Figure 6 illustrates the token usage. The bars on the far left (“Doc Prompting few-shot”) are the highest. While this method is the most accurate, it is also the most expensive to run. The “Input Tokens” (blue/light green) are very high because the model has to read through all the examples and API documentation every time.

Conclusion and Future Implications

The TEXT-TO-FORMAT paper demonstrates a significant leap forward in office automation. By treating document formatting as a code generation problem, the researchers have opened the door to a future where we interact with software through conversation rather than clicks.

Key Takeaways:

  1. Specialized Data Matters: The creation of DOCFORMEVAL fills a critical gap, allowing researchers to measure how well AI interacts with office software APIs.
  2. Context is King: LLMs cannot do this alone. They need Retrieval-Augmented Generation (RAG) to access specific API documentation to write working code.
  3. Self-Correction Works: Allowing the model to see its own error messages and “try again” drastically reduces failure rates.

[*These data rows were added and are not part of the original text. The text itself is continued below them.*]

PR #569, opened 2025-11-24
SUP-4496, SUP-4951, SUP-4952, SUP-4954, SUP-4955: Remove Spinner Dependencies

Mykematt:
- Added global --quiet flag to suppress progress output 
- Stored in Factory.Quiet and propagated to commands 
- Removed charmbracelet/huh/spinner dependency 
- New simple spinner using ... animation, writes to stderr 
- Respects quiet mode and non-TTY environments 
- SpinWhile() now takes *factory.Factory parameter 
- Removed spinner from StoppableAgent bubbletea model 
- Handles non-TTY stdin properly for piped input 
- Job cancel: passes display ID (not GraphQL ID) to spinner message

### DIFF
--- a/cmd/build/cancel.go
+++ b/cmd/build/cancel.go
@@ -40,6 +40,7 @@ func (c *CancelCmd) Run(kongCtx *kong.Context, globals cli.GlobalFlags) error {
 
 	f.SkipConfirm = globals.SkipConfirmation()
 	f.NoInput = globals.DisableInput()
+	f.Quiet = globals.IsQuiet()
 
 	if err := validation.ValidateConfiguration(f.Config, kongCtx.Command()); err != nil {
 		return err
--- a/cmd/build/create.go
+++ b/cmd/build/create.go
@@ -56,6 +56,7 @@ func (c *CreateCmd) Run(kongCtx *kong.Context, globals cli.GlobalFlags) error {
 
 	f.SkipConfirm = globals.SkipConfirmation()
 	f.NoInput = globals.DisableInput()
+	f.Quiet = globals.IsQuiet()
 
 	if err := validation.ValidateConfiguration(f.Config, kongCtx.Command()); err != nil {
 		return err
--- a/cmd/build/download.go
+++ b/cmd/build/download.go
@@ -54,6 +54,7 @@ func (c *DownloadCmd) Run(kongCtx *kong.Context, globals cli.GlobalFlags) error 
 
 	f.SkipConfirm = globals.SkipConfirmation()
 	f.NoInput = globals.DisableInput()
+	f.Quiet = globals.IsQuiet()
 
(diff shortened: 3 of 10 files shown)


pkg/cmd/build/cancel.go
```diff
@@ -28,7 +28,20 @@ func NewCmdBuildCancel(f *factory.Factory) *cobra.Command {
 			Cancel the given build.
 		`),
 		PreRunE: func(cmd *cobra.Command, args []string) error {
-			f.SetGlobalFlags(cmd)
+			// Get the command's required and optional scopes
+			cmdScopes := scopes.GetCommandScopes(cmd)
+
+			// Get the token scopes from the factory
+			tokenScopes := f.Config.GetTokenScopes()
```
scadu: Not used anymore, see https://github.com/buildkite/cli/pull/566

Mykematt: Thanks @scadu. Fixed now!

internal/io/spinner.go
```diff
@@ -1,22 +1,44 @@
...
+	"github.com/buildkite/cli/v3/pkg/cmd/factory"
 	"github.com/mattn/go-isatty"
 )
 
-func SpinWhile(name string, action func()) error {
-	if !isatty.IsTerminal(os.Stdout.Fd()) {
-		// No TTY available, just run the action without spinner
+func SpinWhile(f *factory.Factory, name string, action func()) error {
+	// If quiet mode is on or not a terminal, just run the action
+	if f.Quiet || !isatty.IsTerminal(os.Stderr.Fd()) {
```
scadu: Should we keep using `stdout`? It looks like other places in the codebase rely on `stdout`.

internal/agent/list.go
```diff
@@ -58,13 +58,12 @@ func NewAgentList(loader func(int) tea.Cmd, page, perpage int) AgentListModel {
 func (m *AgentListModel) appendAgents() tea.Cmd {
 	// Set agentsLoading
 	m.agentsLoading = true
-	// Set a status message and start the agentList's spinner
-	startSpiner := m.agentList.StartSpinner()
+	// Set a status message
 	statusMessage := fmt.Sprintf("Loading more agents: page %d of %d", m.agentCurrentPage, m.agentLastPage)
 	setStatus := m.agentList.NewStatusMessage(statusMessage)
```
scadu, line 73: Looks like `quiet` is not propagated here (and probably other places aside from `SpinWhile`. Might be a good idea to add a flag to the `api` layer to suppress the output.

internal/io/spinner.go
Mykematt: Fixed

internal/agent/list.go
Mykematt: Applied too. `--quiet` has been moved to the `api` layer and removed from specific command level.

PR #570, opened 2025-11-25
Prompt user to provide a cluster when creating a pipeline

lizrabuya:
The create pipeline [API](https://buildkite.com/docs/apis/rest-api/pipelines#create-a-yaml-pipeline) now requires a cluster_id to create the pipeline. The `bk cli` will now prompt the user to select from the org's existing clusters, or skip when the org was created with only an [unclustered area](https://buildkite.com/docs/pipelines/clusters/migrate-from-unclustered-to-clustered-agents#buildkite-organizations-created-after-february-26-2024).

### DIFF
--- a/pkg/cmd/pipeline/create.go
+++ b/pkg/cmd/pipeline/create.go
@@ -3,6 +3,7 @@ package pipeline
 import (
 	"context"
 	"fmt"
+	"sort"
 
 	survey "github.com/AlecAivazis/survey/v2"
 	"github.com/MakeNowJust/heredoc"
@@ -44,29 +45,33 @@ func NewCmdPipelineCreate(f *factory.Factory) *cobra.Command {
 				return err
 			}
 
-			clusterMap := getClusters(cmd.Context(), f)
-			clusterNames := make([]string, 0, len(clusterMap))
+			clusterMap, err := getClusters(cmd.Context(), f)
+			if err != nil {
+				return err
+			}
 
+			clusterNames := make([]string, 0, len(clusterMap))
 			for name := range clusterMap {
 				clusterNames = append(clusterNames, name)
 			}
 			sort.Strings(clusterNames)
-			if len(clusterNames) > 0 {
+			clusterNames = append([]string{"Skip (No Cluster)"}, clusterNames...)
+
+			if len(clusterMap) > 0 {
+
 				prompt := &survey.Select{
 					Message: "Choose a cluster:",
 					Options: clusterNames,
 				}
+
 				var selectedClusterName string
 				err := survey.AskOne(prompt, &selectedClusterName, survey.WithValidator(survey.Required))
 				if err != nil {
 					return err
 				}
-				clusterID = clusterMap[selectedClusterName]
-			} else {
-				// Use user provided answer as the cluster ID. This is currently optional since we have orgs that still allow pipelines without clusters
-				err := survey.AskOne(&survey.Input{Message: "No clusters found. Optionally provide a Cluster ID (press Enter to skip):"}, &clusterID)
-				if err != nil {
-					return err
+
+				if selectedClusterName != "Skip (No Cluster)" {
+					clusterID = clusterMap[selectedClusterName] // will be "" if "Skip (no cluster)" was selected
 				}
 			}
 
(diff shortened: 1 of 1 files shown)


pkg/cmd/pipeline/create.go
```diff
@@ -43,6 +44,31 @@ func NewCmdPipelineCreate(f *factory.Factory) *cobra.Command {
...
 			}
 
+			clusterMap := getClusters(cmd.Context(), f)
+			clusterNames := make([]string, 0, len(clusterMap))
+
+			for name := range clusterMap {
+				clusterNames = append(clusterNames, name)
+			}
+			if len(clusterNames) > 0 {
+				prompt := &survey.Select{
```
scadu, line 62: `survey` is part of charmbracelet/bubbletea which we plan to stop using as part of the CLI modernization initiative, so we might want to find an alternative. t

JoeColeman95: On this point, I think that we will need to review this overall as we need to explore automation-first workflows, can see this subcommand and `bk cluster list`, `bk configure add`, etc will need to be overhauled. Not an issue as the premise of this PR is just adding additional functionality IMO.

pkg/cmd/pipeline/create.go
JoeColeman95, line 6: Add "sort" here so we can do sort.Strings below

pkg/cmd/pipeline/create.go
```diff
@@ -43,6 +44,31 @@ func NewCmdPipelineCreate(f *factory.Factory) *cobra.Command {
 				return err
 			}
 
+			clusterMap := getClusters(cmd.Context(), f)
+			clusterNames := make([]string, 0, len(clusterMap))
+
+			for name := range clusterMap {
+				clusterNames = append(clusterNames, name)
+			}
```
JoeColeman95, line 56:
```suggestion
			for name := range clusterMap {
				clusterNames = append(clusterNames, name)
			}
			sort.Strings(clusterNames)
```

JoeColeman95: Minor/UX: This here will ensure that the list is always in the same order. This only really applies to orgs that have a lot of clusters, but nice UX. You'll need to import sort at the top of the page for this to work 🙂

This is due to the way that maps work in Go being random: https://go.dev/blog/maps#iteration-order

JoeColeman95: Example of this can be seen here:

Image

pkg/cmd/pipeline/create.go
```diff
@@ -83,7 +109,24 @@ func getRepoURLS(f *factory.Factory) []string {
...
+	if len(clusters) < 1 {
+		return map[string]string{}
+	}
+
+	clusterMap := make(map[string]string, len(clusters))
+	for _, cluster := range clusters {
+		clusterMap[cluster.Name] = cluster.ID
+	}
+	return clusterMap
+}
```
JoeColeman95: Blocking: We should paginate here as this will only fetch the first page of results which defaults to 30. In this case, it'd be widely working, but some users may have more than 30 clusters, which would mean they'd only see some of the results.

We have pagination in a few places, but it can vary quite a lot depending on the call. The best example of this I can see in this code base is in the [filterPipelines](https://github.com/buildkite/cli/blob/fix/add_cluster_on_create_pipeline/internal/pipeline/resolver/repository.go#L51-L85) function, which should be 1:1 transferable here.

pkg/cmd/pipeline/create.go
```diff
@@ -83,7 +109,24 @@ func getRepoURLS(f *factory.Factory) []string {
 	return c.Remotes["origin"].URLs
 }
 
-func createPipeline(ctx context.Context, client *buildkite.Client, org, pipelineName, description, repoURL string) error {
+func getClusters(ctx context.Context, f *factory.Factory) map[string]string {
+	clusters, _, err := f.RestAPIClient.Clusters.List(ctx, f.Config.OrganizationSlug(), nil)
+	if err != nil {
+		return map[string]string{}
```
JoeColeman95: Minor: API errors are silently swallowed here. Not blocking, but could be confusing if the list call fails for network/auth reasons

pkg/cmd/pipeline/create.go
```diff
@@ -43,6 +44,31 @@ func NewCmdPipelineCreate(f *factory.Factory) *cobra.Command {
...
+			for name := range clusterMap {
+				clusterNames = append(clusterNames, name)
+			}
+			if len(clusterNames) > 0 {
+				prompt := &survey.Select{
+					Message: "Choose a cluster:",
+					Options: clusterNames,
+				}
+				var selectedClusterName string
+				err := survey.AskOne(prompt, &selectedClusterName, survey.WithValidator(survey.Required))
```
JoeColeman95, line 68: Design choice/blocking: This seems like it could be breaking for some users. The API at the moment sets `cluster_id` to optional, in this case, we're forcing an option if there is a cluster available, but what if an org has a cluster with 0 agents but 1+ unclustered agent(s)? We'd be forcing them to select an unusable cluster, should we allow skipping even if there's a cluster in this case to allow these cases? I think respecting the API is the best bet.

pkg/cmd/pipeline/create.go
lizrabuya: Yeah, same thoughts with @JoeColeman95  here. The PR was just to add the functionality as this will block users with newly created orgs. Removing any part of `charmbracelet/bubbletea` should be covered differently.

pkg/cmd/pipeline/create.go
lizrabuya: Good catch! Yeah, I agree we should allow skipping even if there is a cluster available.

JoeColeman95 (approved):
Very nice! 😄

PR #572, opened 2025-12-02
fix: migrate api url

mcncl:
## Description

The migrate API has it's own subdomain now, so we should use it.

## Changes

- Points to the `migrate.` instead of API gateway URL


mcncl:
Hm, there's a chance it needs "production" appended. I'll look tomorrow

PR #575, opened 2025-12-05
SUP-4172: Preserve query parameters in bk api requests

Mykematt:
Previously, query parameters like `/builds?branch=main` were being URL-encoded (?→%3F), causing 404 errors. The fix separates the query string before `url.JoinPath()` and reattaches it after.

Fixed at the HTTP level instead of `api` command level (`api.go`), so no need for flags to pass through each url (sub)path:
- `internal/http/client.go` - Parse and preserve query parameters in URL construction
- `internal/http/client_test.go` - Added tests for query parameter handling

Fix at the `api` command level would have been: `bk api /builds --field branch=main --field state=passed`
Implemented fix at the HTTP level is: `bk api "/builds?branch=main&state=passed"`

This approach also saves refactoring code to match kong when the `api` command eventually gets its own migration to kong from cobra


mcncl (commented):
I think this would work if the URL is in an ideal state, but would fail if incorrect/unexpected encoding was used and/or missing?

For example, using the `api` call with `/builds?branch=feature/test name&state=passed`, I think would fail due to the space?

I think that would also be the case if any fragments were passed in using `#`? Ie, what would happen if the user sets the API call to `/builds?branch=main#foo`?

There is a `Parse` function available on the `url` package of `stdlib` which I think would do a much better job than using the `strings` package.

mcncl (approved):

PR #582, opened 2025-12-09
Migrating Artifacts Commands to Kong

JoeColeman95:
Migrates bk artifacts download and list from Cobra to Kong and adds exception in delegation for help to cobra.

Perhaps the most exciting implication is for privacy. The experiments showed that open-source models (like DeepSeek or CodeQwen), when deployed locally with these techniques, can achieve respectable performance. This means companies could run these formatting tools offline, ensuring confidential contracts or legal documents never leave their secure servers.

While we aren’t quite at the point where we can throw away our mouse entirely, this research proves that the days of fighting with paragraph spacing and font inconsistencies are numbered. Soon, you might just type, “Make this look like a professional business letter,” and let the AI handle the rest.